Unpatchify Operation

def unpatchify(self, x):
    """
    x: (B, N, patch_size^2 * C)
    return: (B, C, H, W)
    """
    c = self.out_channels
    p = self.patch_size
    h = w = self.input_size // p

    # (B, N, P²C) -> (B, h, w, P, P, C)
    x = x.reshape(-1, h, w, p, p, c)
    # Rearrange to (B, C, h, P, w, P) -> (B, C, h*P, w*P)
    x = torch.einsum("nhwpqc->nchpwq", x)
    x = x.reshape(-1, c, h * p, w * p)
    return x

6. Code Walkthrough

Full Training Loop

import torch
import torch.nn.functional as F
from nexus.models.diffusion import DiT

# Initialize model
config = {
    "input_size": 32,
    "patch_size": 2,
    "in_channels": 4,
    "hidden_dim": 1152,
    "depth": 28,
    "num_heads": 16,
    "num_classes": 1000,
    "class_dropout_prob": 0.1,
    "num_timesteps": 1000,
}
model = DiT(config).cuda()

# EMA model for sampling
ema_model = torch.optim.swa_utils.AveragedModel(
    model, multi_avg_fn=torch.optim.swa_utils.get_ema_multi_avg_fn(0.9999)
)

# Optimizer (AdamW with weight decay)
optimizer = torch.optim.AdamW(model.parameters(), lr=1e-4, weight_decay=0.0)

# Training step
def train_step(batch):
    x_0, labels = batch  # x_0: (B, 4, 32, 32), labels: (B,)
    x_0 = x_0.cuda()
    labels = labels.cuda()

    # Forward pass
    loss_dict = model.compute_loss(x_0, labels)
    loss = loss_dict["loss"]

    # Backward pass
    optimizer.zero_grad()
    loss.backward()
    torch.nn.utils.clip_grad_norm_(model.parameters(), 1.0)
    optimizer.step()

    # Update EMA
    ema_model.update_parameters(model)

    return loss.item()

# Training loop
for epoch in range(num_epochs):
    for batch in dataloader:
        loss = train_step(batch)
        print(f"Loss: {loss:.4f}")

Sampling with Classifier-Free Guidance

@torch.no_grad()
def sample_images(model, labels, cfg_scale=4.0, num_steps=250):
    """
    Generate images using DDPM sampling with CFG.

    Args:
        model: DiT model
        labels: Class labels (B,)
        cfg_scale: Guidance scale (1.0 = no guidance, 4.0 = strong)
        num_steps: Number of denoising steps

    Returns:
        Generated latents (B, 4, 32, 32)
    """
    batch_size = labels.shape[0]
    device = labels.device

    # Start from pure noise
    x = torch.randn(batch_size, 4, 32, 32, device=device)

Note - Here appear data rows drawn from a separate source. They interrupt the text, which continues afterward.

PR #205, opened 2024-10-09
CM-409,CM-410: Rebase v1.14.1 operator based on upstream cert-manager v1.14.7

swghosh:
[[v1.14.7](https://github.com/cert-manager/cert-manager/releases/tag/v1.14.7)] Rebase Checklist:

- [x] go dependencies
- [x] update bundle description to include upstream version of cert-manager
- [x] skipRange: ">=1.14.0 <1.14.1", replaces: "1.14.0"
- [x] downstream fork updates
    - [x] https://github.com/openshift/jetstack-cert-manager/releases/tag/v1.14.7
- [x] CI PR:
    - [x] https://github.com/openshift/release/pull/57877

PR #206, opened 2024-10-17
CM-409: Update replaces and skipRange to include 1.14.1

swghosh:
As a result of the 1.14.1 z-stream, we need to update the OLM replaces and skipRange to factor in the v1.14.1 inclusion for the update graph.

This a follow-up over #205.


lunarwhite (commented):
/label qe-approved

PR #858, opened 2025-06-10
fix: default TektonConfig causing trouble

Roming22:
Despite the subscription configuration, the default TektonConfig is instanciated, causing the deployment to fail.

So we change the configuration so that it is created, and then patched during the deployment.

cf [RHTAP-5228](https://issues.redhat.com//browse/RHTAP-5228)


installer/charts/tssc-pipelines/templates/tektonconfig/patch_tekton_config.yaml
```diff
@@ -0,0 +1,43 @@
...
+            - |
+              if [[ "{{ .Values.subscriptions.openshiftPipelines.managed }}" != "true" ]]; then
+                  echo "Skipping TektonConfig resource as pipeline subscription is not managed"
+                  echo "Success"
+                  exit 0
+              fi
+
+              if ! oc get tektonconfig config >/dev/null; then
+                echo "Waiting for the default TektonConfig to be instanciated"
+                sleep 10
```
lcarva, line 37: Is the sleep right before `exit 1` meant to work together with `restartPolicy` to emulate a loop?

lcarva (approved):

PR #1027, opened 2025-07-16
RHTAP-5269: Mark Required Flags

otaviof:
Using Cobra to mark persistent flags, allowing a pragmatic approach to identify the required flags per subcommand.

## Summary by CodeRabbit

* **New Features**
  * Required flags for integrations are now explicitly enforced, ensuring users provide necessary information when configuring integrations.
  * Some integrations now have improved default values for certain options, enhancing the initial setup experience.

* **Refactor**
  * Improved flag registration across all integrations for greater consistency and reliability when using command-line options.

* **Style**
  * Minor formatting improvements for code readability.


Roming22:
@otaviof I'm not familiar with the library, but my understanding is that the code you've added would throw an error if the argument is missing.

If that is correct, then you need to clean up the `Validate` methods, as they're currently taking care of this check.

otaviof:
> @otaviof I'm not familiar with the library, but my understanding is that the code you've added would throw an error if the argument is missing.
> 
> If that is correct, then you need to clean up the `Validate` methods, as they're currently taking care of this check.

Yes, these methods emit errors, and it is good practice to catch them. However, the validation is still applicable; with this PR, we only make it possible to discover flags marked as required pragmatically. So, no need to clean up, IMO.

Roming22:
@otaviof I'm not sure I understand... Here's the current behavior with your change:
```
10:31:40 - RARNAUD:~/Code/rhads/cli [cobra-required]
> bin/tssc integration quay --token "REDACTED"
Error: dockerconfigjson is required
```

If I remove the validation in QuayIntegration.Validate(), we still get a meaningful error message:
```
10:34:19 - RARNAUD:~/Code/rhads/cli [cobra-required] (S:0 M:1 U:0)
> bin/tssc integration quay --token "REDACTED"
Error: required flag(s) "dockerconfigjson", "url" not set
```

So why not clean-up the Validate methods when they only check if the arg has been set?

Roming22:
@otaviof The PR also breaks args with default values:
```
> bin/tssc integration quay --dockerconfigjson 'foobar' --token "REDACTED"
Error: required flag(s) "url" not set
```

Roming22 (changes requested):
See my above comments.

otaviof:
> @otaviof I'm not sure I understand... Here's the current behavior with your change:
> 
> ```
> 10:31:40 - RARNAUD:~/Code/rhads/cli [cobra-required]
> > bin/tssc integration quay --token "REDACTED"
> Error: dockerconfigjson is required
> ```
> 
> If I remove the validation in QuayIntegration.Validate(), we still get a meaningful error message:
> 
> ```
> 10:34:19 - RARNAUD:~/Code/rhads/cli [cobra-required] (S:0 M:1 U:0)
> > bin/tssc integration quay --token "REDACTED"
> Error: required flag(s) "dockerconfigjson", "url" not set
> ```
> 
> So why not clean-up the Validate methods when they only check if the arg has been set?

Now I see. I'm removing the redundant validation. Thanks for pointing this out, the erro message created by Cobra is better than we had in place.

PR #1044, opened 2025-07-22
Fix the acs-quay assertion

lcarva:
Since Quay is no longer installed by the installer, there isn't an entry for it under integrations. Instead, the presence of the quay secret in the cluster is sufficient.

## Summary by CodeRabbit

* **Refactor**
  * Updated the conditions for creating the Quay integration container to require ACS integration to be enabled and the Quay secret to exist.

### DIFF
--- a/installer/charts/tssc-integrations/templates/acs/pod.yaml
+++ b/installer/charts/tssc-integrations/templates/acs/pod.yaml
@@ -90,7 +90,7 @@ spec:
         allowPrivilegeEscalation: false
   {{- end }}
   {{- $secretQuay := (lookup "v1" "Secret" .Release.Namespace "tssc-quay-integration") }}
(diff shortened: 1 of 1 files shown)


dperaza4dustbit (approved):
/lgtm

lcarva:
For posterity: the issue fixed by this PR only affects those that didn't have ACS enabled. If you did have ACS enabled, the second term of the `or` condition was never evaluated, thus not causing a problem.

The error I was seeing (with ACS disabled) was:
```
############################################################
# [12/12] Deploying 'charts/tssc-integrations' in 'tssc'.
############################################################
Error: install failed: template: tssc-integrations/templates/acs/pod.yaml:93:56: executing "tssc-integrations/templates/acs/pod.yaml" at <$integrations.quay.enabled>: nil pointer evaluating interface {}.enabled
```

Roming22 (approved):
/lgtm

PR #1086, opened 2025-07-30
Adding coderabbit config file

dperaza4dustbit:
Also changing the path_filters list to include a vendors exclude filter.

## Summary by CodeRabbit

* **Chores**
  * Added a new configuration file to centralize settings for automated code review, linting, chat integration, knowledge management, and code generation workflows.
  * Configured the review process to exclude files in vendor directories.

### DIFF
--- a/.coderabbit.yaml
+++ b/.coderabbit.yaml
@@ -1,0 +1,4 @@
+---
+reviews:
+  path_filters:
+    - "!vendor/**"


.coderabbit.yaml
Roming22, line 1: Can we just override the defaults? I would like to avoid having to sync this file from time to time.

dperaza4dustbit: I read this as there is a set of defaults but no necessarily what our repo has now: https://docs.coderabbit.ai/guides/repository-settings#about
Also when I follow these instructions the tips recommend copying the config from the UI: https://docs.coderabbit.ai/getting-started/configure-coderabbit#configure-coderabbit-using-a-yaml-file

Roming22: I don't see anything that says that all the values are needed. Could you save the current config, submit a PR with just the filtering, then check if the config returned by CodeRabbit is what we expect? If it isn't then this PR can be merged.

dperaza4dustbit: Will test that OK

dperaza4dustbit:
@coderabbitai configuration

dperaza4dustbit:
@coderabbitai configuration

.coderabbit.yaml
dperaza4dustbit: OK adding only the path_filter section on config file results in same configuration reported as having all config options. I think we should be fine with just that review.path_filter config @Roming22

Roming22 (approved):
/lgtm

PR #1135, opened 2025-08-13
Remove subscription to Crunchy Postgres

dperaza4dustbit:
Implements [RHTAP-5355](https://issues.redhat.com//browse/RHTAP-5355)

Since there is no instance for cruncy pg at the moment there is no need to install the operator.

## Summary by CodeRabbit

- Chores
  - Removed the Crunchy Data PostgreSQL Operator from default subscriptions; it will no longer be installed or managed by the installer.
  - Removed the RBAC resources that were previously created for Crunchy Data.
  - Other subscriptions (GitOps, Keycloak, Pipelines, Trusted Artifact Signer, Advanced Cluster Security, Developer Hub) remain unchanged.


Roming22 (approved):
/lgtm

PR #1138, opened 2025-08-14
Take care of warning while deploying integrations

dperaza4dustbit:
Since the resources is not being used, removing to avoid noice with the warning. The requests section should be under resources

## Summary by CodeRabbit

* **Chores**
  * Reduced installation resource footprint by removing resource requests from a no-op container in the ACS post-install process. This lowers reserved CPU, memory, and ephemeral storage during install/upgrade.
  * Eases scheduling on resource-constrained clusters by avoiding unnecessary reservation for the post-install step.
  * No functional changes to ACS behavior; only installation overhead is reduced.

### DIFF
--- a/installer/charts/tssc-integrations/templates/acs/pod.yaml
+++ b/installer/charts/tssc-integrations/templates/acs/pod.yaml
@@ -129,10 +129,6 @@ spec:
         - bash
         - -c
         - "echo 'No op: Success'"
-      requests:
-        cpu: 125m
-        memory: 128Mi
-        ephemeral-storage: "100Mi"
       securityContext:
         allowPrivilegeEscalation: false
   {{- end }}


installer/charts/tssc-integrations/templates/acs/pod.yaml
```diff
@@ -129,10 +129,6 @@ spec:
         - bash
         - -c
         - "echo 'No op: Success'"
-      requests:
```
Roming22, line 132: I think it should be moved to the right place instead of being deleted, otherwise I believe it makes Snyk or SonarQube unhappy.

Roming22: SonarQube is happy, I don't see Snyk at the moment, so let's ignore my comment.

Roming22 (approved):

PR #1154, opened 2025-08-18
RHTAP-4050: Refactoring and Single Dependency Deploy Fix

otaviof:
Moving `config.Dependency` to the `resolver` package, and fixing single dependency (chart) deployment on `tssc deploy`.

## Summary by CodeRabbit

- Refactor
  - Switched to a unified dependency model across resolver, installer, hooks, topology and subcommands; topology APIs and dependency accessors updated.
  - Removed legacy exported dependency types and fields.
- Bug Fixes
  - Deploy now fails early with a clear error if chart files cannot be loaded.
- Documentation
  - Topology header/description updated from “Chart” to “Dependency”.
- UX
  - Deployment logs now include chart-path for better context.
- Tests
  - Added/updated tests to validate the new dependency model and APIs.


pkg/resolver/resolver.go
```diff
@@ -146,24 +150,23 @@ func (r *Resolver) resolveDependencies() error {
 			}
 			requiredBy = dependsOn
```
dperaza4dustbit, line 151: This is a bit confusing, if chart A dependsOn Chart B then it does not make sense to say that chart A is requiredBy chart B. On the other had, it does make sense to say chart B is requiredBy chart A. Not saying the logic is wrong but just the wording. Maybe it would be better to say if chart A dependsOn chart B then chart A requires (not required by) chart B. Also be careful with this assumption cause if chart B could be an integration instead of a chart then chart A could still be deployed without chart B.

otaviof: Well, I think the "required" word is synonymous to "depends on", a chart is required due to being a dependency.

pkg/installer/installer.go
```diff
@@ -14,15 +14,18 @@ import (
 	"github.com/redhat-appstudio/tssc-cli/pkg/k8s"
 	"github.com/redhat-appstudio/tssc-cli/pkg/monitor"
 	"github.com/redhat-appstudio/tssc-cli/pkg/printer"
+	"github.com/redhat-appstudio/tssc-cli/pkg/resolver"
 
 	"helm.sh/helm/v3/pkg/chartutil"
 )
 
+// Installer represents the "helm install" using its APIs, this component deploys
+// the informed dependency on the pre-configure namespace.
```
Roming22: pre-configure -> pre-configured

pkg/resolver/dependency.go
```diff
@@ -0,0 +1,99 @@
...
+func (d *Dependency) Namespace() string {
+	return d.namespace
+}
+
+// SetNamespace sets the namespace for this dependency.
+func (d *Dependency) SetNamespace(namespace string) {
+	d.namespace = namespace
+}
+
+// DependsOn returns a slice of dependencies names from  chart's annotation.
```
Roming22: from  chart's -> from  the chart's

pkg/resolver/resolver.go
```diff
@@ -24,58 +22,62 @@ var ErrCircularDependency = fmt.Errorf("circular dependency detected")
...
 
-// dependency returns the dependency for a chart. If the chart is associated with
-// a product, the dependency use the product namespace. If the chart contains a
-// "use-product-namespace" annotation, the dependency use the product namespace.
-// If no product is associated with the chart, the dependency use the installer
-// namespace.
-func (r *Resolver) dependency(hc *chart.Chart) (*config.Dependency, error) {
+// setDependencyNamespace sets the desired namespace on the informed dependency.
+// Regular charts are deployed on the same namespace than the installer, while
+// product related uses the what's configured for it.
```
Roming22: this part of the sentence is not correct.

pkg/resolver/resolver.go
```diff
@@ -24,58 +22,62 @@ var ErrCircularDependency = fmt.Errorf("circular dependency detected")
...
+func (r *Resolver) setDependencyNamespace(d *Dependency) error {
 	var product string
 	// Check if the Helm chart should use the product namespace.
-	if p := r.collection.UseProductNamespace(hc); p != "" {
+	if p := d.UseProductNamespace(); p != "" {
 		product = p
 	}
 	// Check if the Helm chart is associated with a product, which takes
 	// precedence the "use-product-namespace" annotation.
```
Roming22: precedence the -> precedence over the

pkg/resolver/resolver.go
```diff
@@ -102,14 +104,16 @@ func (r *Resolver) dependsOn(
 // resolveEnabledProducts resolves the dependencies of enabled products.
 func (r *Resolver) resolveEnabledProducts() error {
 	for _, product := range r.cfg.GetEnabledProducts() {
-		hc, err := r.collection.GetProductChart(product.Name)
+		d, err := r.collection.GetProductDependency(product.Name)
 		if err != nil {
 			return err
 		}
+		// Products uses the namespace specified in configuration.
```
Roming22: in configuration -> in the configuration

pkg/resolver/resolver.go
```diff
@@ -120,22 +124,22 @@ func (r *Resolver) resolveEnabledProducts() error {
...
-		for _, dependsOn := range r.collection.DependsOn(&hc) {
-			// Ensure the required chart is in the topology, when not in the
+		for _, dependsOn := range d.DependsOn() {
+			// Ensure the required dependency is in the topology, when not in the
 			// topology it is skipped.
 			if !r.topology.Contains(dependsOn) {
 				continue
 			}
-			// Ensures the if the required chart is in the collection.
+			// Ensures the if the required dependency is in the collection.
```
Roming22: Ensures the if?

pkg/resolver/resolver.go
dperaza4dustbit: Don't think so, (A depends on B) != (A required by B) however (A depends on B) == (A requires B)

A required by B means B needs A.
A requires B means A needs B

It is an English language nuance but I think I'm right.

Roming22: I'm with David. If A needs B, then A `requires` B and B is `required by` A. In other words:
- `requires` = `depends on`
- `required` = `needed by`

pkg/installer/installer.go
otaviof: Done, thanks!

Roming22: Still there

pkg/resolver/resolver.go
```diff
@@ -24,58 +22,62 @@ var ErrCircularDependency = fmt.Errorf("circular dependency detected")
...
 
-// dependency returns the dependency for a chart. If the chart is associated with
-// a product, the dependency use the product namespace. If the chart contains a
-// "use-product-namespace" annotation, the dependency use the product namespace.
-// If no product is associated with the chart, the dependency use the installer
-// namespace.
-func (r *Resolver) dependency(hc *chart.Chart) (*config.Dependency, error) {
+// setDependencyNamespace sets the desired namespace on the informed dependency.
+// By default, charts are deployed on the same namespace than the installer, while
+// product assossiated dependencies will use the namespace configured for the it.
```
Roming22: configured for the it?

Roming22 (commented):
Still a couple of typos left out.

Roming22 (approved):
/lgtm

PR #1157, opened 2025-08-19
Renaming the required chart variable

dperaza4dustbit:
RequiredBy variable implies that current chart is required by the dependency but it is the other way around, changing to avoid confusion in the future. Logic does not need to change as they are correct.

## Summary by CodeRabbit

* **Refactor**
  * Internal code readability improved through non-functional renaming and cleanup.
  * Dependency resolution behavior, ordering, and public interfaces remain unchanged.
  * Backward compatibility preserved; no user-facing changes.


Roming22 (approved):
/lgtm

PR #1190, opened 2025-08-27
fix: Add unittests to pipelines

Roming22:
## Summary by CodeRabbit

- **Tests**
  - Updated test expectations to reflect revised dependency resolution ordering and namespace mappings.
  - Ensured all tests run as part of the image build process.

- **Chores**
  - Included test assets in the Docker build context.
  - Added a build step to execute the test suite before compiling, improving build-time validation.


pkg/resolver/resolver_test.go
```diff
@@ -50,29 +50,29 @@ func TestNewResolver(t *testing.T) {
...
+			"tssc-tpa":            "tssc-tpa",
+			"tssc-tas":            "tssc-tas",
+			"tssc-pipelines":      "tssc",
+			"tssc-gitops":         "tssc-gitops",
+			"tssc-app-namespaces": "tssc",
+			"tssc-dh":             "tssc-dh",
+			"tssc-acs":            "tssc-acs",
+			"tssc-acs-test":       "tssc-acs",
+			"tssc-integrations":   "tssc",
 		}))
```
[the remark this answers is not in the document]
Roming22: That's the reference to the deployment namespace, but the change is related to the namespace where the helm chart is registered.

pkg/resolver/resolver_test.go
```diff
@@ -50,29 +50,29 @@ func TestNewResolver(t *testing.T) {
 		// Validating the order of the resolved dependencies, as well as the
 		// namespace of each dependency.
 		g.Expect(dependencyNamespaceMap).To(o.Equal(map[string]string{
-			"tssc-openshift":        "tssc",
-			"tssc-subscriptions":    "tssc",
-			"tssc-infrastructure":   "tssc",
-			"tssc-iam":              "tssc-keycloak",
```
dperaza4dustbit, line 56: Why did you change the namespace?

Dockerfile
```diff
@@ -12,10 +12,12 @@ COPY installer/ ./installer/
 
 COPY cmd/ ./cmd/
 COPY pkg/ ./pkg/
+COPY test/ ./test/
 COPY vendor/ ./vendor/
 
 COPY go.mod go.sum Makefile ./
 
+RUN make test
```
otaviof, line 20: Unit testing should run outside of the container image creation. CI should have a job to exercise it.

otaviof (changes requested):
Could we move it to a CI job?

pkg/resolver/resolver_test.go
Roming22: Because the test fails without that change. My understanding is that the namespace that is being returned is not the namespace where the chart is deployed, but the namespace where the chart is registered.

Dockerfile
Roming22: I've looked into it because I thought it would be simple. It wasn't and this change is and achieves what needs to be done. While I agree it would be prettier if it was its own thing, I believe it is good enough.

Do you see any technical drawbacks with this implementation? My feeling is this test is cheap to run so the impact on the build time is negligible.

pkg/resolver/resolver_test.go
dperaza4dustbit: I see so the iam chart release is going to tssc while manifests are going to tssc-keycloak. OK

dperaza4dustbit (approved):
/lgtm

Dockerfile
Roming22: Here's a few reasons why I went this way:

1. Doesn't require us to change the default Konflux pipeline, which means we can benefit from auto-upgrades to the pipeline.
2. If it was separate, we'd need to keep the build image and test image in sync. That seems like a headache for little added value.
3. It took more than 15m to figure out how to access the code in the Konflux pipeline, and after thinking about the above pain points, I decided it wasn't worth it.

otaviof: > Do you see any technical drawbacks with this implementation? My feeling is this test is cheap to run so the impact on the build time is negligible.

Unit tests must stop the container image build. This means a basic application component isn't working and must stop the pipeline as soon as possible. Before the container image build, and specially, before end-to-end testing.

As you noticed, the unit-testing is validating the expected topology, which means is fundamental to run unit testing as close as possible to the application executable build.

As you mentioned, they are rather fast to run and, given their importance, must be the first.

lcarva: > Doesn't require us to change the default Konflux pipeline, which means we can benefit from auto-upgrades to the pipeline.

It's a bit more complex than this. The Pipeline definition is duplicated in this repo in two places under the `.tekton` directory. When a new Task is added to the default Konflux Pipeline, it doesn't automatically make its way here. This is definitely a pain point when using Konflux. The individual Task references do get updated with mintmaker via PRs, but nothing will automatically submit a PR to add a new Task. (Unless there's a direct effort to do this which has happened in the past but it's not standard.)


> If it was separate, we'd need to keep the build image and test image in sync. That seems like a headache for little added value.

I believe the [run-script](https://github.com/konflux-ci/build-definitions/tree/main/task/run-script-oci-ta/0.1) Task is something that could be added to the pipeline to run Make, for example. That does require as a parameter an image to run the command on. Looking at the existing Dockerfile, I think `registry.access.redhat.com/ubi9/go-toolset:1.24.6-1755755147` should be usable as is. So no need for us to maintain a new image.

> It took more than 15m to figure out how to access the code in the Konflux pipeline, and after thinking about the above pain points, I decided it wasn't worth it.

I'll admit it's not the easiest. But starting by looking at the `.tekton` directory is always the best starting point.

With all that, I don't think it's terribly wrong to run `make test`  in the Dockerfile because this is happening in a multi-stage build. I went searching for what other folks are saying and this seems to be one of those things that folks don't all agree on. For example, here's a [guide](https://docs.docker.com/guides/java/run-tests/) directly from docker on how to run tests in a multi-stage build.

I see the pros and cons of either approach. If my input matters, I'd suggest using whatever makes sense right now. These things are not set in stone and we can evolve them when it's obvious the current approach doesn't work for us anymore.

    # Prepare unconditional labels
    y_null = torch.full_like(labels, 1000)  # null class

    # Timestep schedule (uniform)
    timesteps = torch.linspace(999, 0, num_steps, device=device).long()

    for i, t in enumerate(timesteps):
        t_batch = t.expand(batch_size)

        # Batched conditional + unconditional forward pass
        x_input = torch.cat([x, x], dim=0)
        t_input = torch.cat([t_batch, t_batch], dim=0)
        y_input = torch.cat([labels, y_null], dim=0)

        # Predict noise
        output = model(x_input, t_input, y_input)
        pred = output["prediction"]

        if model.learn_sigma:
            pred, _ = pred.chunk(2, dim=1)  # Ignore variance

        pred_cond, pred_uncond = pred.chunk(2, dim=0)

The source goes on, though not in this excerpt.